Before developing a presentation, you must know...

Explanation:
Before developing a presentation, you need to clarify why you’re presenting, who will be in the room, and what change you want to see as a result. The purpose shapes what you include and how you frame the message, ensuring you stay focused and relevant. The audience determines the level of detail, language, examples, and visual style you use so everything resonates and is understandable. The intended result sets the target for success—whether you’re aiming for agreement, a decision, or a specific action—so your content, evidence, and calls to action are aligned to achieve that outcome. This combination is why the best choice is Purpose, Audience, Intended Result. Other options miss one of these critical elements: Topic and Timeframe centers on what you’ll cover and when, but not what you want to achieve or who it’s for. Objective, Stakeholders, Delivery includes an objective and who has a stake and how you’ll present it, yet it doesn’t directly pin down the desired outcome or the audience-specific impact. Theme, Tone, Format focuses on style rather than the underlying purpose and the action you want from listeners. For a concrete goal—like obtaining approval or securing resources—you’d want to know the purpose, who you’re addressing, and the exact result you’re aiming for to guide content and delivery effectively.

Before developing a presentation, you need to clarify why you’re presenting, who will be in the room, and what change you want to see as a result. The purpose shapes what you include and how you frame the message, ensuring you stay focused and relevant. The audience determines the level of detail, language, examples, and visual style you use so everything resonates and is understandable. The intended result sets the target for success—whether you’re aiming for agreement, a decision, or a specific action—so your content, evidence, and calls to action are aligned to achieve that outcome.

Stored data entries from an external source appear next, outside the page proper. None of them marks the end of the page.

PR #313, opened 2023-12-16
2.x.x - Renaming HBChannelSetup and HBHTTPChannelSetupBuilder

adam-fowler:
- `HBChannelSetup` -> `HBChildChannel` (It doesn't just setup the child channel it handles data flowing through it)
- `HBChannelSetup.initialize` -> `HBChildChannel.setup` (initialize is too near to init)
- `HBHTTPChannelSetupBuilder` -> `HBHTTPChannelBuilder` (SetupBuilder is just weird and now HBChannelSetup has been renamed it seems sensible to remove the Setup from the name)
- `HBApplication.init(responder:channelSetup:...)` -> `HBApplication.init(responder:server:...)` (channelSetup doesn't really make sense to the user, unless they know the internals of HB)

Most of these names are internal to HB and many people won't see them, but I think it is worthwhile getting them right

### DIFF
--- a/Sources/HummingbirdCore/Server/ChildChannel.swift
+++ b/Sources/HummingbirdCore/Server/ChildChannel.swift
@@ -16,7 +16,7 @@ import Logging
 import NIOCore
 
 /// HTTPServer child channel setup protocol
-public protocol HBChannelSetup: Sendable {
+public protocol HBChildChannel: Sendable {
     associatedtype Value: Sendable
 
     /// Initialize channel
@@ -24,7 +24,7 @@ public protocol HBChannelSetup: Sendable {
     ///   - channel: channel
     ///   - childHandlers: Channel handlers to add
     ///   - configuration: server configuration
-    func initialize(channel: Channel, configuration: HBServerConfiguration, logger: Logger) -> EventLoopFuture<Value>
+    func setup(channel: Channel, configuration: HBServerConfiguration, logger: Logger) -> EventLoopFuture<Value>
 
     /// handle async channel
     func handle(value: Value, logger: Logger) async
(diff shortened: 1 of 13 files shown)


Sources/HummingbirdCore/Server/ChildChannel.swift
```diff
@@ -16,15 +16,15 @@ import Logging
 import NIOCore
 
 /// HTTPServer child channel setup protocol
-public protocol HBChannelSetup: Sendable {
+public protocol HBChildChannel: Sendable {
```
Joannis, line 19: What about `HBChannelBootstrap`?

Sources/HummingbirdHTTP2/HTTP2ChannelBuilder.swift
```diff
@@ -16,11 +16,11 @@ import HummingbirdCore
 import NIOCore
 import NIOSSL
 
-extension HBHTTPChannelSetupBuilder {
+extension HBHTTPChannelBuilder {
```
Joannis, line 19: What about `HBHTTPChannelBootstrap`?

Joannis (commented):
I agree on changing the name. But `Bootstrap` IMO more closely aligns with NIO. Regardless of what we choose, we also need to decide on if we want a technically correct name or a beginner-friendly name

Sources/HummingbirdCore/Server/ChildChannel.swift
adam-fowler: Yeah I'm not sure about that. This only deals with the setup and handling of messages on a child channel. HBServer is the bootstrap.

adam-fowler:
> I agree on changing the name. But `Bootstrap` IMO more closely aligns with NIO. Regardless of what we choose, we also need to decide on if we want a technically correct name or a beginner-friendly name

Naming very much depends on how visible the symbol is to the user. Internal symbols should always be more technically correct, public should probably be more user friendly

Joannis (approved):

PR #317, opened 2023-12-20
2.x.x - Add AsyncHTTPClient testing setup

adam-fowler:
Some testing requires a more fully featured HTTP client. This PR adds a testing framework that uses AsyncHTTPClient
```swift
try await app.test(.ahc(.https)) { client in
    client.XCTExecute(uri: "/", method: .get) { response in
    ...
```

This PR also merges HummingbirdCoreXCT into HummingbirdXCT

This PR includes #315 so it is probably best to review that first.


Sources/HummingbirdXCT/HBXCTLive.swift
```diff
@@ -76,7 +43,7 @@ final class HBXCTLive<App: HBApplicationProtocol>: HBXCTApplication {
     }
 
     init(app: App) {
-        self.timeout = .seconds(15)
+        self.timeout = .seconds(20)
```
Joannis, line 46: Any particular reason for this change?

Joannis (approved):

Sources/HummingbirdXCT/HBXCTLive.swift
adam-fowler: I had a test that had an AWS request in it which was timing out. I never got the AWS timeout because the client timed out. I should probably make this configurable.

adam-fowler: Add Issue #318

PR #321, opened 2023-12-24
2.x.x - Run services when testing using router setup

adam-fowler:
Also setup request to have authority "localhost"


Sources/HummingbirdXCT/HBXCTRouter.swift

This combination is why the best choice is Purpose, Audience, Intended Result. Other options miss one of these critical elements: Topic and Timeframe centers on what you’ll cover and when, but not what you want to achieve or who it’s for. Objective, Stakeholders, Delivery includes an objective and who has a stake and how you’ll present it, yet it doesn’t directly pin down the desired outcome or the audience-specific impact. Theme, Tone, Format focuses on style rather than the underlying purpose and the action you want from listeners. For a concrete goal—like obtaining approval or securing resources—you’d want to know the purpose, who you’re addressing, and the exact result you’re aiming for to guide content and delivery effectively.